__SOURCE MATERIAL__:
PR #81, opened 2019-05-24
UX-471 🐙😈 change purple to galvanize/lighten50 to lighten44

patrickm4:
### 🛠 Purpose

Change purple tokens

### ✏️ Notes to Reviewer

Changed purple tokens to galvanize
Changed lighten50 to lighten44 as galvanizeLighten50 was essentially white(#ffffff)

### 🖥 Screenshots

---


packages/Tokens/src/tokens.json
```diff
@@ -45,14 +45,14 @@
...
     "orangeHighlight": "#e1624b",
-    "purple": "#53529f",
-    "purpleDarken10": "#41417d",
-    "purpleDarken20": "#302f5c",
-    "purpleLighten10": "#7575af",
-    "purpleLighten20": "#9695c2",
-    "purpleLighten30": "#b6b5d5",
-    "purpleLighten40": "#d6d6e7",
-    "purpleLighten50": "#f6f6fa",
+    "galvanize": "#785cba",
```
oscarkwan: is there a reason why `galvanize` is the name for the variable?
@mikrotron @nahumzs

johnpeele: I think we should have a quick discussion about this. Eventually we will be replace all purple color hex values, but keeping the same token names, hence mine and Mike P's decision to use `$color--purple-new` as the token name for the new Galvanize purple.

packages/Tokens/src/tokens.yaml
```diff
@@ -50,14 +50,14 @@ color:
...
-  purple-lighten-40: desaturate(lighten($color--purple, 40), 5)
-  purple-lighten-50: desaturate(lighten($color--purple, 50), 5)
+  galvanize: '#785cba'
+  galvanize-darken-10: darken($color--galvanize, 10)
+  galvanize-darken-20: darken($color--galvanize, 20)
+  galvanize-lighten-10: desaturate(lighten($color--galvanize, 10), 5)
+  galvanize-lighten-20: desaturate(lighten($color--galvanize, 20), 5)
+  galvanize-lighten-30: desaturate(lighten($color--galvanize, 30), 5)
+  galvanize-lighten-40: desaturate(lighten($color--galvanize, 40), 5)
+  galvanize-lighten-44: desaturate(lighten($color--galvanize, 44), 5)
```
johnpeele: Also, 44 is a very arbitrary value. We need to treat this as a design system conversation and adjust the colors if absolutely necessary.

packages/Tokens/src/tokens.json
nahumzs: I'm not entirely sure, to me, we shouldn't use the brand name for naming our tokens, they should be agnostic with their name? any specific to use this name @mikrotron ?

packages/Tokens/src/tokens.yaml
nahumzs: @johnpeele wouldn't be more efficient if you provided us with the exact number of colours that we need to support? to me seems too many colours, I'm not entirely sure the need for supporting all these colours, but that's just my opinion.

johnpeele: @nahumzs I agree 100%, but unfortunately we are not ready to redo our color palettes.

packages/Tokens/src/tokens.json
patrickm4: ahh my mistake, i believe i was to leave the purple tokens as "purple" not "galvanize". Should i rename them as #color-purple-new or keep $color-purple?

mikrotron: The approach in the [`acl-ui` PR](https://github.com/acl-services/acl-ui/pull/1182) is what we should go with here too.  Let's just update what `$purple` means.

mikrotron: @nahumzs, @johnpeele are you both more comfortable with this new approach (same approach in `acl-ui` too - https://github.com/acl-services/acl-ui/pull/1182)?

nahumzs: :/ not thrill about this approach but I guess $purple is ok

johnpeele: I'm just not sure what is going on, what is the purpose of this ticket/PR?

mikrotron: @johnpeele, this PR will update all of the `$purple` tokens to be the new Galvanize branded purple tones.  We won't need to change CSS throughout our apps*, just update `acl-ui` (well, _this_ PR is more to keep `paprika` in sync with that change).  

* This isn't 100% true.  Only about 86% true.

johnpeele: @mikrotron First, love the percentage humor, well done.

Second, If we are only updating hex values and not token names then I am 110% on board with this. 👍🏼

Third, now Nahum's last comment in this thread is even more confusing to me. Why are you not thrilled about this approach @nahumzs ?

__EXERCISE AIM__: Copy out each entry once more, character for character.

__ANSWER SPACE__:
PR #81, opened 2019-05-24
UX-471 🐙😈 change purple to galvanize/lighten50 to lighten44

patrickm4:
### 🛠 Purpose

Change purple tokens

### ✏️ Notes to Reviewer

Changed purple tokens to galvanize
Changed lighten50 to lighten44 as galvanizeLighten50 was essentially white(#ffffff)

### 🖥 Screenshots

---


packages/Tokens/src/tokens.json
```diff
@@ -45,14 +45,14 @@
...
     "orangeHighlight": "#e1624b",
-    "purple": "#53529f",
-    "purpleDarken10": "#41417d",
-    "purpleDarken20": "#302f5c",
-    "purpleLighten10": "#7575af",
-    "purpleLighten20": "#9695c2",
-    "purpleLighten30": "#b6b5d5",
-    "purpleLighten40": "#d6d6e7",
-    "purpleLighten50": "#f6f6fa",
+    "galvanize": "#785cba",
```
oscarkwan: is there a reason why `galvanize` is the name for the variable?
@mikrotron @nahumzs

johnpeele: I think we should have a quick discussion about this. Eventually we will be replace all purple color hex values, but keeping the same token names, hence mine and Mike P's decision to use `$color--purple-new` as the token name for the new Galvanize purple.

packages/Tokens/src/tokens.yaml
```diff
@@ -50,14 +50,14 @@ color:
...
-  purple-lighten-40: desaturate(lighten($color--purple, 40), 5)
-  purple-lighten-50: desaturate(lighten($color--purple, 50), 5)
+  galvanize: '#785cba'
+  galvanize-darken-10: darken($color--galvanize, 10)
+  galvanize-darken-20: darken($color--galvanize, 20)
+  galvanize-lighten-10: desaturate(lighten($color--galvanize, 10), 5)
+  galvanize-lighten-20: desaturate(lighten($color--galvanize, 20), 5)
+  galvanize-lighten-30: desaturate(lighten($color--galvanize, 30), 5)
+  galvanize-lighten-40: desaturate(lighten($color--galvanize, 40), 5)
+  galvanize-lighten-44: desaturate(lighten($color--galvanize, 44), 5)
```
johnpeele: Also, 44 is a very arbitrary value. We need to treat this as a design system conversation and adjust the colors if absolutely necessary.

packages/Tokens/src/tokens.json
nahumzs: I'm not entirely sure, to me, we shouldn't use the brand name for naming our tokens, they should be agnostic with their name? any specific to use this name @mikrotron ?

packages/Tokens/src/tokens.yaml
nahumzs: @johnpeele wouldn't be more efficient if you provided us with the exact number of colours that we need to support? to me seems too many colours, I'm not entirely sure the need for supporting all these colours, but that's just my opinion.

johnpeele: @nahumzs I agree 100%, but unfortunately we are not ready to redo our color palettes.

packages/Tokens/src/tokens.json
patrickm4: ahh my mistake, i believe i was to leave the purple tokens as "purple" not "galvanize". Should i rename them as #color-purple-new or keep $color-purple?

mikrotron: The approach in the [`acl-ui` PR](https://github.com/acl-services/acl-ui/pull/1182) is what we should go with here too.  Let's just update what `$purple` means.

mikrotron: @nahumzs, @johnpeele are you both more comfortable with this new approach (same approach in `acl-ui` too - https://github.com/acl-services/acl-ui/pull/1182)?

nahumzs: :/ not thrill about this approach but I guess $purple is ok

johnpeele: I'm just not sure what is going on, what is the purpose of this ticket/PR?

mikrotron: @johnpeele, this PR will update all of the `$purple` tokens to be the new Galvanize branded purple tones.  We won't need to change CSS throughout our apps*, just update `acl-ui` (well, _this_ PR is more to keep `paprika` in sync with that change).  

* This isn't 100% true.  Only about 86% true.

johnpeele: @mikrotron First, love the percentage humor, well done.

Second, If we are only updating hex values and not token names then I am 110% on board with this. 👍🏼

Third, now Nahum's last comment in this thread is even more confusing to me. Why are you not thrilled about this approach @nahumzs ?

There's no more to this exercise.